The first current will be represented by a discussion that took place in an experiment involving sheets of paper. Our purpose was to motivate students to perform folds in such a way that they formed right angles. The purpose of the activity was to show through manipulable materials the fundamental theorem of perpendicularity. That said, at a certain point, the researcher asked: “So, for a line to be perpendicular to the plane, what is needed?” to which student Cleonice answered: “Let it be perpendicular to all the lines belonging to this given plane.” The researcher continued: “But is there a way for me to check this for all the lines of the plane?” The other member of the duo, Renata, said: “I don’t think so.” Cleonice insisted by saying:
There is, we did, didn’t we? The demonstration.” The interviewer continued: “For all the lines of the plane?” At that moment, student Cleonice began to produce three gestures, one after the other, each of which referred to a primitive entity of geometry. She said: “Take the intersection point between the line and the plane.” The first underlined expression alluded to the notion of the primitive being point. The following two indicated the elements line and plane. The first image in Chart 1 depicts the gesture produced by an index finger resting on the table, pointing to the intersection of the two edges of a paper, each of which represents a straight line that intersects at the place indicated by Cleonice. In the second image, the student raised one of her index fingers, and her other hand, palm down, touched that finger.

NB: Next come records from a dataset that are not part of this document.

PR #2196, opened 2023-12-14
 feat: support authenticated Helm repositories from helm repo add

AustinAbro321:
## Description

Support authenticated Helm repositories from helm repo add in zarf. Zarf should be able to package and find images for any repo already on a users system

## Related Issue

Fixes # 2189

## Type of change

## Checklist before merging


AustinAbro321:
Should we add this use case to the example helm chart? I'm leaning towards no to keep things simple to build though I can see either way

AustinAbro321:
Thinking about how we want to pull the chart tarball for the test. We can build our own from an example or we can pull from the internet

docs/3-create-a-zarf-package/2-zarf-components.md
```diff
@@ -68,6 +68,12 @@ Charts using the `url` key can be:
 - A remote URL (oci://) to an OCI registry
 - A remote URL (http/https) to a Helm repository
 
+:::note
+
+To use a private helm repoistory the repo must be added to helm. You can add a repo to helm with the [helm repo add](https://helm.sh/docs/helm/helm_repo_add/) command.
```
Noxsios, line 73:
```suggestion
To use a private Helm repository the repo must be added to Helm. You can add a repo to Helm with the [`helm repo add`](https://helm.sh/docs/helm/helm_repo_add/) command.
```

src/internal/packager/helm/repo.go
```diff
@@ -143,6 +143,14 @@ func (h *Helm) DownloadPublishedChart(cosignKeyPath string) error {
 		chartURL  string
 		err       error
 	)
+	repoFile, err := repo.LoadFile(pull.Settings.RepositoryConfig)
+
+	if err != nil {
+		message.Debug("Unable to load the repo file at %q: %s", pull.Settings.RepositoryConfig, err.Error())
+	}
+
```
Noxsios, line 151: I would leave a comment here denoting why this is not a failure case for this function, despite an `error` occurring, or return this error

Noxsios: this also needs to be `DebugF`, not `Debug` if using `%q` and `%s`

src/internal/packager/helm/repo.go
```diff
@@ -159,8 +167,14 @@ func (h *Helm) DownloadPublishedChart(cosignKeyPath string) error {
...
 		}
 
-		// Perform simple chart download
-		chartURL, err = repo.FindChartInRepoURL(h.chart.URL, chartName, h.chart.Version, pull.CertFile, pull.KeyFile, pull.CaFile, getter.All(pull.Settings))
+		for _, repo := range repoFile.Repositories {
+			if repo.URL == h.chart.URL {
+				username = repo.Username
+				password = repo.Password
+			}
+		}
```
Noxsios, line 175: can `repositories.yaml` contain multiple entries w/ the same URL?

src/test/external/ext_out_cluster_test.go
```diff
@@ -136,6 +146,103 @@ func (suite *ExtOutClusterTestSuite) Test_1_Deploy() {
 	suite.True(success, errorStr)
 }
 
+func (suite *ExtOutClusterTestSuite) Test_2_AuthToPrivateHelmChart() {
+	baseURL := fmt.Sprintf("http://%s", "gitea.localhost:3000")
+
+	createHelmChartInGitea(suite, baseURL, giteaUser, giteaPassword)
+	makeUserPrivate(suite, baseURL, giteaUser, giteaPassword)
+
```
Noxsios, line 154: instead of passing in `suite`, you can make these functions receivers on `suite`, just don't prefix them w/ `Test` and they will not be executed as tests by the suite itself

src/test/external/ext_out_cluster_test.go
```diff
@@ -136,6 +146,103 @@ func (suite *ExtOutClusterTestSuite) Test_1_Deploy() {
...
+	repoFile := repo.NewFile()
+
+	chartURL := fmt.Sprintf("%s/api/packages/%s/helm", baseURL, giteaUser)
+	Entry := repo.Entry{
+		Name:     "temp_entry",
+		Username: giteaUser,
+		Password: giteaPassword,
+		URL:      chartURL,
+	}
+	repoFile.Add(&Entry)
```
Noxsios, line 174:
```suggestion
	entry := &repo.Entry{
		Name:     "temp_entry",
		Username: giteaUser,
		Password: giteaPassword,
		URL:      chartURL,
	}
	repoFile.Add(entry)
```

src/test/external/ext_out_cluster_test.go
```diff
@@ -136,6 +146,103 @@ func (suite *ExtOutClusterTestSuite) Test_1_Deploy() {
...
+
+	req.Header.Set("Content-Type", writer.FormDataContentType())
+	req.SetBasicAuth(username, password)
+
+	client := &http.Client{}
+
+	resp, err := client.Do(req)
+	suite.NoError(err)
+	defer resp.Body.Close()
+}
```
Noxsios, line 218: why use cURL for one task, then Go's HTTP implementation for another?

Noxsios (changes requested):

src/internal/packager/helm/repo.go
Racer159: Yes 
image

src/test/external/ext_out_cluster_test.go
```diff
@@ -5,33 +5,42 @@
...
-	clusterName  = "zarf-external-test"
+	network       = "k3d-k3s-external-test"
+	subnet        = "172.31.0.0/16"
+	gateway       = "172.31.0.1"
+	giteaIP       = "172.31.0.99"
+	giteaHost     = "gitea.localhost"
+	registryHost  = "registry.localhost"
+	clusterName   = "zarf-external-test"
+	giteaUser     = "git-user"
+	giteaPassword = "superSecurePassword"
```
Racer159, line 35:
```suggestion
	commonPassword = "superSecurePassword"
```
Technically this password is used between gitea and the registry

src/test/packages/external/zarf.yaml
```diff
@@ -0,0 +1,15 @@
...
+metadata:
+  name: helm-charts
+  description: Example showcasing mutiple ways to deploy helm charts
+  version: 0.0.1
+components:
+- name: demo-helm-charts
+  required: true
+  charts:
+  - name: podinfo
+    version: 6.5.4
```
Racer159, line 11: Can we use 6.4.0 instead to keep our podinfo version consistent (it helps with filesystem space considerations in CI)

Racer159 (changes requested):
a few more changes

src/internal/packager/helm/repo.go
AustinAbro321: Great point, and as far as I can tell you can have different levels of access depending on the helm repo. So someone may have access to version 6.5.0 in repo podinfo but not have access to that version with 6.5.1. Will look into changing that

src/test/packages/external/zarf.yaml
AustinAbro321, line 1: @Racer159 I added this file in packages/external. This is what is built during the external test to make sure we have access to the helm repo. LMK if there is a better place to put this in your opinion.

src/internal/packager/helm/repo.go
AustinAbro321: After discussions with @Racer159 we decided to move forward with this PR for now as it is a pretty unlikely edge case. We added a TODO to the code and plan on handling this case later.

Noxsios (approved):

Racer159:
Adding this here for some of the tech debt :credit_card: that we delayed from being in this PR: https://github.com/defenseunicorns/zarf/issues/2245

PR #2210, opened 2023-12-29
feat: reproducible tarballs for components + sboms

### LINKED ISSUE #2199: Reproducible Tarballs

Component tarballs are not reproducible, needs investigation as to which tar headers need to be stripped similar to:

https://github.com/oras-project/oras-go/commit/93c4cc2ac355f556190fdc0eb89d43e335f965d5

https://github.com/moby/moby/blob/v24.0.7/pkg/archive/archive.go#L464

### Additional context

Reach out to @Noxsios or @Racer159 for more info

Noxsios:
## Description

`archiver@v3` does not expose the functionality needed to create tarballs with file headers containing only deterministic information.  As such, back to back package `create`s against the same data will result in differences in SHAs of `components/*.tar` and `sboms.tar`.

To remedy this, tarballing up these directories manually is the only current path forward in order to guarantee reproducibility. `archiver@v4` contains such functionality, but is still in `alpha`.

## Related Issue

Fixes #2199 

## Type of change

## Checklist before merging


src/pkg/utils/io.go
```diff
@@ -422,3 +424,64 @@ func SHAsMatch(path, expected string) error {
 	}
 	return nil
 }
+
+// CreateReproducibleTarballFromDir creates a tarball from a directory with stripped headers
+func CreateReproducibleTarballFromDir(dirPath, dirPrefix, tarballPath string) error {
```
Racer159, line 429: Can we check this real fast to ensure that this works cross platform (should be easy in a <20 test to have a package create run, then unarchive and check the component / sbom tarballs, then create againa nd check again)

Racer159 (changes requested):

src/test/e2e/05_tarball_test.go
```diff
@@ -0,0 +1,93 @@
...
+	require.NoError(t, err, stdOut, stdErr)
+
+	var pkg2 types.ZarfPackage
+	err = utils.ReadYaml(filepath.Join(unpack2, layout.ZarfYAML), &pkg2)
+	require.NoError(t, err)
+
+	b, err = os.ReadFile(filepath.Join(unpack2, layout.Checksums))
+	require.NoError(t, err)
+	checksums2 := string(b)
+
```
Racer159, line 89:
```suggestion
	checksums2 := string(b)

	e2e.CleanFiles(unpack2, tb)

```

Racer159 (changes requested):
needs a clean files for the 2nd unpack

Racer159 (approved):
lgtm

Through the video available via the QR Code, it is possible to see the gesture and speech synchrony, that is, as Cleonice spoke, she produced the corresponding gesture referring to her speech. We acknowledge the presence of McNeill (1992), who exposes the fact that gesture is an integral part of discourse. This scenario can also be confirmed by the fact that the student pronounced the word, alluding to a point, and then verbalized the second element, line, representing it by another type of gesture. Finally, the notion of plane was also represented by another movement that was consistent with what Cleonice pronounced. The triple gesture for each elementary notion of geometry produced by the student demonstrates what McNeill (1992) defends, i.e., that each gesture has a meaning in itself. In the case we presented, the index finger pointing to the meeting of three creases on the sheet of paper represented the same point. The same finger raised upwards indicated the idea of a straight line. The palm of one hand facing down represented some a plane.

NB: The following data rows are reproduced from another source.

PR #2211, opened 2024-01-02
Required key --> Optional key (default is `optional: false`)

### LINKED ISSUE #2059: Breaking Change: make components required by default
Currently, all zarf components default to being optional due to the `required` key being optional in the yaml. This leads to behaviors where a package author must ensure they are careful to annotate this key for each component--though the validation doesn't require them to so assumes a sort of "all things are optional" default state.  

When Zarf was first created, we didn't really know how it would evolve and this key was introduced in those very early days. I think at this point it would be better to require all components by default--especially with the introduction of composability and the OCI skeleton work, there is plenty of flexibility in the API to compose bespoke packages assembled from other packages. 

I see a few ways we could handle this:

1. Simply force the `required` key to be a non-optional, so that package authors would be forced to specify it for each component, thereby removing any ambiguity--but also force one more key for every single component every created 🫠

2. Deprecate `required` and introduce an optional `optional` key, which would default to false.  I do think this still feels strange if you did something like `optional: false`.

3. Do something more significant like combine various condition-based things such as `only`, `optional` (instead of `required`), `default`, I would have said `group`, but... 😆

Noxsios:
## Description

> see title for now

## Related Issue

Fixes #2059 

## Type of change

## Checklist before merging

### DIFF
--- a/src/types/component.go
+++ b/src/types/component.go
@@ -21,8 +21,10 @@ type ZarfComponent struct {
 	// Default changes the default option when deploying this component
 	Default bool `json:"default,omitempty" jsonschema:"description=Determines the default Y/N state for installing this component on package deploy"`
 
-	// Required makes this component mandatory for package deployment
-	Required bool `json:"required,omitempty" jsonschema:"description=Do not prompt user to install this component, always install on package deploy"`
+	// DeprecatedRequired makes this component mandatory for package deployment
+	DeprecatedRequired *bool `json:"required,omitempty" jsonschema:"description=[Deprecated] Do not prompt user to install this component, always install on package deploy. This will be removed in Zarf v1.0.0.,deprecated=true"`
+
+	Optional *bool `json:"optional,omitempty" jsonschema:"description=Prompt user to install this component on package deploy, defaults to false"`
 
 	// Only include compatible components during package deployment
 	Only ZarfComponentOnlyTarget `json:"only,omitempty" jsonschema:"description=Filter when this component is included in package creation or deployment"`
@@ -63,6 +65,24 @@ type ZarfComponent struct {
 
 	// Replaces scripts, fine-grained control over commands to run at various stages of a package lifecycle
 	Actions ZarfComponentActions `json:"actions,omitempty" jsonschema:"description=Custom commands to run at various stages of a package lifecycle"`
+}
+
+func (c ZarfComponent) IsRequired() bool {
+	requiredExists := c.DeprecatedRequired != nil
+	optionalExists := c.Optional != nil
+	required := requiredExists && *c.DeprecatedRequired
+	optional := optionalExists && *c.Optional
+
+	if requiredExists && optionalExists {
+		return required && !optional
+	} else if requiredExists {
+		return required
+	} else if optionalExists {
+		return !optional
+	}
+
+	// If neither required nor optional are set, then the component is required
+	return true
 }
 
 // ZarfComponentOnlyTarget filters a component to only show it for a given local OS and cluster.
--- a/docs/3-create-a-zarf-package/4-zarf-schema.md
+++ b/docs/3-create-a-zarf-package/4-zarf-schema.md
@@ -611,12 +611,12 @@ must respect the following conditions
 
 <details>
 <summary>
-<strong> <a name="components_items_required"></a>required</strong>
+<strong> <a name="components_items_optional"></a>optional</strong>
 </summary>
 &nbsp;
 <blockquote>
 
-**Description:** Do not prompt user to install this component
+**Description:** Prompt user to install this component on package deploy
 
 |          |           |
 | -------- | --------- |
--- a/src/internal/packager/validate/validate.go
+++ b/src/internal/packager/validate/validate.go
@@ -129,7 +129,7 @@ func validateComponent(pkg types.ZarfPackage, component types.ZarfComponent) err
 		return fmt.Errorf(lang.PkgValidateErrComponentName, component.Name)
 	}
 
-	if component.Required {
+	if component.IsRequired() {
 		if component.Default {
 			return fmt.Errorf(lang.PkgValidateErrComponentReqDefault, component.Name)
 		}
--- a/src/pkg/oci/pull.go
+++ b/src/pkg/oci/pull.go
@@ -102,7 +102,7 @@ func (o *OrasRemote) LayersFromRequestedComponents(requestedComponents []string)
 	}
 	for _, component := range pkg.Components {
 		// If we requested this component, or it is required, we need to pull its images and tarball
-		if slices.Contains(requestedComponents, component.Name) || component.Required {
+		if slices.Contains(requestedComponents, component.Name) || component.IsRequired() {
 			for _, image := range component.Images {
 				images[image] = true
 			}
--- a/src/pkg/packager/components.go
+++ b/src/pkg/packager/components.go
@@ -61,7 +61,7 @@ func (p *Packager) getSelectedComponents() []types.ZarfComponent {
 
 				selectState, matchedRequest := includedOrExcluded(component, requestedComponents)
 
-				if !component.Required {
+				if !component.IsRequired() {
 					if selectState == excluded {
 						// If the component was explicitly excluded, record the match and continue
 						matchedRequests[matchedRequest] = true
@@ -117,7 +117,7 @@ func (p *Packager) getSelectedComponents() []types.ZarfComponent {
 			} else {
 				component := groupedComponents[groupKey][0]
 
-				if component.Required {
+				if component.IsRequired() {
 					selectedComponents = append(selectedComponents, component)
 				} else if selected := interactive.SelectOptionalComponent(component); selected {
 					selectedComponents = append(selectedComponents, component)
--- a/src/pkg/packager/composer/override.go
+++ b/src/pkg/packager/composer/override.go
@@ -13,7 +13,12 @@ import (
 func overrideMetadata(c *types.ZarfComponent, override types.ZarfComponent) error {
 	c.Name = override.Name
 	c.Default = override.Default
-	c.Required = override.Required
+	if override.DeprecatedRequired != nil {
+		c.DeprecatedRequired = override.DeprecatedRequired
+	}
+	if override.Optional != nil {
+		c.Optional = override.Optional
+	}
 
 	// Override description if it was provided.
 	if override.Description != "" {
--- a/zarf.schema.json
+++ b/zarf.schema.json
@@ -225,7 +225,11 @@
         },
         "required": {
           "type": "boolean",
-          "description": "Do not prompt user to install this component"
+          "description": "[Deprecated] Do not prompt user to install this component"
+        },
+        "optional": {
+          "type": "boolean",
+          "description": "Prompt user to install this component on package deploy"
         },
         "only": {
           "$schema": "http://json-schema.org/draft-04/schema#",


Noxsios:
TODO: 

- [ ] Talk w/ @Racer159 about composition behavior
- [ ] Think about migration behavior
- [ ] Lint addition?
- [ ] `zarf package migrate`?

.github/workflows/test-upgrade.yml
```diff
@@ -105,12 +105,10 @@ jobs:
 
       - name: Run the upgrade tests
         # NOTE: "PATH=$PATH" preserves the default user $PATH. This is needed to maintain the version of zarf installed
-        #       in a previous step. This test run will the current release to create a K3s cluster.
+        #       in a previous step. This test run will use the current release to create a K3s cluster.
         run: |
           sudo env "PATH=$PATH" CI=true zarf tools kubectl describe nodes
 
-          zarf package create src/test/upgrade --set PODINFO_VERSION=6.3.4 --confirm
```
Racer159, line 112: Not sure why this is removed - we should be able to deploy old packages with new Zarf versions (which this tests)

adr/0023-required-optional.md
```diff
@@ -0,0 +1,31 @@
...
+
+## Status
+
+Pending
+
+## Context
+
+> Feature request: <https://github.com/defenseunicorns/zarf/issues/2059>
+
+Currently, all Zarf components default to being optional due to the `required` key being _optional_ in the yaml. This leads to behaviors where a package author must ensure they are careful to annotate this key for each component--though the validation doesn't require them to so assumes a sort of "all things are optional" default state.
```
Racer159, line 13:
```suggestion
Currently, all Zarf components default to being optional due to the `required` key being _optional_ in the yaml. This leads to package authors needing to ensure that they annotate this key for each component, and since nothing in the current validations prompts them about this they may be confused about the "all things are optional" default state.
```

Racer159: could be more concise

adr/0023-required-optional.md
```diff
@@ -0,0 +1,31 @@
...
+
+When Zarf was first created, we didn't really know how it would evolve and this key was introduced in those very early days. At this point it would be better to require all components by default--especially with the introduction of composability and the OCI skeleton work, there is plenty of flexibility in the API to compose bespoke packages assembled from other packages.
+
+A few ways to handle this:
+
+1. Simply force the `required` key to be a non-optional, so that package authors would be forced to specify it for each component, thereby removing any ambiguity--but also force one more key for every single component every created 🫠
```
Racer159, line 19:
```suggestion
1. Simply force the `required` key to be a non-optional, so that package authors would be forced to specify it for each component, thereby removing any ambiguity--but also force one more key for every single component ever created 🫠
```

adr/0023-required-optional.md
```diff
@@ -0,0 +1,31 @@
...
+
+2. Deprecate `required` and introduce an optional `optional` key, which would default to false. I do think this still feels strange if you did something like `optional: false`.
```
Racer159, line 21: Same thing with `required: false` IMO

docs/5-zarf-tutorials/0-creating-a-zarf-package.md
```diff
@@ -50,7 +50,7 @@ components:
   - name: wordpress  # specifies the name of our component and should be unique and unchanging through updates
     description: |   # (optional) a human-readable description of the component you are defining
       "Deploys the Bitnami-packaged WordPress chart into the cluster"
-    required: true   # (optional) sets the component as 'required' so that it is always deployed
+    optional: false   # (optional) sets the component as 'required' so that it is always deployed
```
Racer159, line 53: We should just remove this here since it isn't really needed to be introduces at this point - required is likely to be the desired default in most cases.

Racer159 (changes requested):

src/pkg/packager/sources/oci.go
```diff
@@ -40,11 +40,17 @@ func (s *OCISource) LoadPackage(dst *layout.PackagePaths, unarchiveAll bool) (er
...
-	optionalComponents := helpers.StringToSlice(s.OptionalComponents)
-
 	// pull only needed layers if --confirm is set
 	if config.CommonOptions.Confirm {
-		layersToPull, err = s.LayersFromRequestedComponents(optionalComponents)
+		pkg, err = s.FetchZarfYAML()
+		if err != nil {
+			return err
+		}
+		requested, err := interactive.GetSelectedComponents(s.OptionalComponents, pkg.Components)
```
lucasrod16, line 49: we should use `ForIncludedComponents` instead of `GetSelectedComponents` for remove and mirror operations

src/cmd/dev.go
```diff
@@ -60,6 +67,84 @@ var devDeployCmd = &cobra.Command{
 	},
 }
 
+var devMigrateCmd = &cobra.Command{
+	Use: "migrate",
+	// Short:   lang.CmdDevMigrateShort,
```
lucasrod16, line 72: remember to uncomment these

lucasrod16 (changes requested):

src/pkg/packager/sources/oci.go
Noxsios: remove does not need this performed, as it only calls `s.LoadPackageMetadata`

Noxsios:
Some final thoughts for review:

- Unit testing filters?
- `config.CommonOptions.Confirm` behavior w/ `filters.NewDeploymentFilter`
- `zarf dev migrate` opinionated YAML transformations
- `zarf dev migrate` `RunE` vs `Run`

src/pkg/packager/publish.go
```diff
@@ -98,7 +99,8 @@ func (p *Packager) Publish() (err error) {
 			return err
 		}
 	} else {
-		if err = p.source.LoadPackage(p.layout, false); err != nil {
+		filter := &filters.EmptyFilter{}
+		if err = p.source.LoadPackage(p.layout, filter, false); err != nil {
```
lucasrod16, line 103: What do you think about passing in `nil` as an argument instead of a dummy implementation?

```go
LoadPackage(p.layout, nil, false)
``` 
Would have to check for `nil` before calling any methods on filter in `LoadPackage`, but seems like a clear and simple way to handle calls that don't need a filter.

src/pkg/packager/filters/utils.go
```diff
@@ -0,0 +1,79 @@
...
+	optional := optionalExists && *c.Optional
+
+	if useRequiredLogic {
+		// old required logic does not know about optional
+		if requiredExists {
+			return required
+		}
+		return false
+	} else {
+		// optional "wins" when defined
```
lucasrod16, line 70: lint

src/pkg/packager/yaml.go
```diff
@@ -42,35 +41,10 @@ func (p *Packager) readZarfYAML(path string) error {
...
-
-		// If both the OS and architecture are valid, add the component to the filtered list
-		if validArch && validOS {
-			filteredComponents = append(filteredComponents, component)
-		}
-	}
-	// Update the active package with the filtered components.
-	p.cfg.Pkg.Components = filteredComponents
+	// Currently the arch and os filter will never return an error.
+	p.cfg.Pkg.Components, _ = filters.NewArchAndOSFilter(p.arch, runtime.GOOS).Apply(p.cfg.Pkg)
```
lucasrod16, line 47: We should probably handle the error value returned from:

```go
components, err := filters.NewArchAndOSFilter(p.arch, runtime.GOOS).Apply(p.cfg.Pkg)z
if err != nil {
  return err
}
```

This specific implementation of `Apply()` does not actually return an error at all, but if it's possible for the function signature to return one, it's good practice to handle it in case the implementation changes in the future.

src/pkg/packager/publish.go
Noxsios: yeah, idk about using `nil` as value here, def something to discuss as a team

src/pkg/packager/filters/deploy.go
```diff
@@ -0,0 +1,194 @@
...
+					if d <= 5 {
+						closeEnough = append(closeEnough, c.Name)
+					}
+				}
+				failure := fmt.Errorf(lang.PkgDeployErrNoCompatibleComponentsForSelection, requestedComponent, strings.Join(closeEnough, ", "))
+				if err != nil {
+					err = fmt.Errorf("%w, %w", err, failure)
+				} else {
+					err = failure
+				}
```
Racer159, line 146: This could create a kind of crazy error message if it looped a few times.  It might be best to put everything together outside of the loop (a simple flag error boolean and a list of close enoughs would work to then return an error - it would also be a little simpler logic wise).

src/pkg/packager/filters/deploy.go
```diff
@@ -0,0 +1,194 @@
...
+					}
+				}
+			} else {
+				component := groupedComponents[groupKey][0]
+
+				if isRequired(component, useRequiredLogic) {
+					selectedComponents = append(selectedComponents, component)
+				} else if component.Default && !f.isInteractive {
+					selectedComponents = append(selectedComponents, component)
+				} else {
```
Racer159, line 184: It may be good to pull f.isInteractive() into a higher level if block - you would still fall into the else statement for optional components (it is just that that logic still knows about the non-interactive case) - this block from 155-189 can likely be simplified and feels a bit tacked on.

src/pkg/packager/filters/utils.go
```diff
@@ -0,0 +1,79 @@
...
+			return required
+		}
+		return false
+	}
+
+	// optional "wins" when defined
+	if optionalExists {
+		return !optional
+	} else if requiredExists {
+		return required
```
Racer159, line 75: required should not be considered when optional is defined.

src/pkg/utils/io.go
```diff
@@ -462,7 +462,9 @@ func CreateReproducibleTarballFromDir(dirPath, dirPrefix, tarballPath string) er
 		if err != nil {
 			return fmt.Errorf("error getting relative path: %w", err)
 		}
-		header.Name = filepath.Join(dirPrefix, name)
+		name = filepath.Join(dirPrefix, name)
+		name = filepath.ToSlash(name)
+		header.Name = name
```
Racer159, line 467: Can we make this a path? I would like it to go into a v0.32.3

src/types/component.go
```diff
@@ -21,50 +21,95 @@ type ZarfComponent struct {
...
+	hasDataInjections := len(c.DataInjections) > 0
+
+	if hasImages || hasCharts || hasManifests || hasRepos || hasDataInjections {
+		return true
+	}
+
+	return false
+}
+
+// IsEmpty returns if the components fields (other than the fields we were told to ignore) are empty or set to the types zero-value
```
Racer159, line 86:
```suggestion
// IsEmpty returns true if the components fields (other than the fields we were told to ignore) are empty or set to the types zero-value
```

Racer159 (changes requested):

src/cmd/dev.go
```diff
@@ -60,6 +68,112 @@ var devDeployCmd = &cobra.Command{
...
+	Short: lang.CmdDevMigrateShort,
+	Long:  lang.CmdDevMigrateLong,
+	Args:  cobra.MaximumNArgs(1),
+	RunE: func(cmd *cobra.Command, args []string) error {
+		var dir string
+		if len(args) == 0 {
+			dir = "."
+		} else {
+			dir = args[0]
+		}
```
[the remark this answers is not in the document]
Noxsios: that func uses `pkgConfig`: `common.SetBaseDirectory(args, &pkgConfig)`. This operation does not utilize `packager` at all.

src/pkg/utils/io.go
Noxsios: need more context

packages/zarf-registry/zarf.yaml
```diff
@@ -97,6 +95,7 @@ components:
         executable: true
 
   - name: zarf-seed-registry
+    optional: true
```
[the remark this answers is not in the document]
Noxsios: changing as desired, just commenting for clarity

src/pkg/packager/filters/deploy.go
Noxsios: kk, fail on first error here to reduce craziness

src/pkg/packager/migrations/common.go
```diff
@@ -1,80 +1,71 @@
...
+// Migration represents a migration on types satisfying the PackageOrComponent interface.
+type Migration[T PackageOrComponent] interface {
+	fmt.Stringer
+	Run(T) (T, string)
+}
+
+// DeprecatedMigration represents a migration on types satisfying the PackageOrComponent interface.
+type DeprecatedMigration[T PackageOrComponent] interface {
+	Migration[T]
+	Clear(T) T
```
AustinAbro321, line 53: This interface feels a bit weird to me, I don't like that it's easy to clear without running first. For example in the readZarfYaml function we only clear if the migrations are set, whereas on main currently we will migrate. We also don't clear scripts after the actions are migrated, though that behavior is the same as main, but I think it should be changed and tested.  

I can't think of any situations where we would want to clear without running first, I think it'd probably be fine if we only had one migration interface and the deprecated migrations also cleared on run, but I'm open to other ideas.

AustinAbro321 (changes requested):

adr/0025-required-optional.md
```diff
@@ -0,0 +1,127 @@
...
+
+3. Do something more significant like combine various condition-based things such as `only`, `optional` (instead of `required`), or `default`.
+
+4. Introduce `feature` flags to allow for certain schema behavior to be configurable to the user.
+
+## Decision
+
+Option 4. Introduce `.metadata.features` flags to `zarf.yaml` to allow for certain schema behavior to be configurable to the user.
+
+The `features` key will be added to the `metadata` section of the package schema. This key will be an array of strings, where each string is the name of a beta feature that can be enabled. To enable a feature, the user will need to add the name of the feature to this array and edit the package schema accordingly.
```
lucasrod16, line 31: I believe the `.metadata.features` field might not be necessary for this purpose. Have we considered keeping the `required` key optional in the schema and defaulting to `required: true` for all components unless explicitly set to `required: false`? This would achieve the same behavior as the `default-required` flag but without needing the feature flag.

lucasrod16 (commented):
The behavior changes seem reasonable, but I believe we should discuss the addition of the `.metadata.features` field to the package schema further.

AustinAbro321:
This is going to be done in the v1 schema instead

The second school of thought focuses on the notion of a straight line. The debate was promoted through a question accompanied by a pyramid representation. At the time, the first author of this work said: “I brought a representation of a pyramid in which the base ABCD is a parallelogram. What can you say about the CD edge and the plane determined by the VAB face?” The purpose of this question was to discuss one of the theorems of Euclidean spatial geometry, namely: “Let β be a plane and r a line not contained in β. So r and β are parallel if and only if there is a line s contained in β and parallel to r.” Soon after the researcher concluded his considerations, student José began presenting his arguments. He said: “This edge is parallel to the plane.” The researcher wanted to know more details about the student’s justification for this statement. José replied: “Because the plane contains a line that is AB that is parallel (...)” The primitive line was introduced by the student at the same time he produced a gesture with his two index fingers, which touched each other at a particular moment, sliding in opposite directions over the edge of a piece of Styrofoam.
José’s gestures to communicate the notion of a straight line show what Radford (2020) has been saying about the fact that the body is part of thought. We agree with the author because the student was able to explain the parallelism between a straight line and a plane. In our understanding, there was a common thread between thought and body language, one helping the other in the process of argumentative exposition. In Chart 2, the exact moment of gesture production is shown.
Note:Authors’archive.
Chart 2 Triple gesture produced by student Renata to indicate the ideas of point, line, and plane
The fact that José made his index fingers touch each other and, at the same time, made movements in opposite directions suggests that he wanted to draw attention to the infinity of the line. As already mentioned, this movement took place on the edge of a piece of Styrofoam. The intention of sliding over this material may indicate that the student wanted to emphasize the characteristic of a straight line. Finally, José managed, through the use of manipulative materials and gestures, to visually demonstrate that the parallelogram contains a straight line parallel to another that is contained in the VAB plan (one of the faces of the pyramid representation). Hence, the edge CD is parallel to the above plane. The student appropriated speech and gestures to ensure that the communication of his reasoning was as clear as possible to those present in the discourse, as defended by Chen and Herbst (2013). These mathematical objects were represented by means of gesticulations; In addition, the student, while producing the gestures, looked attentively at them.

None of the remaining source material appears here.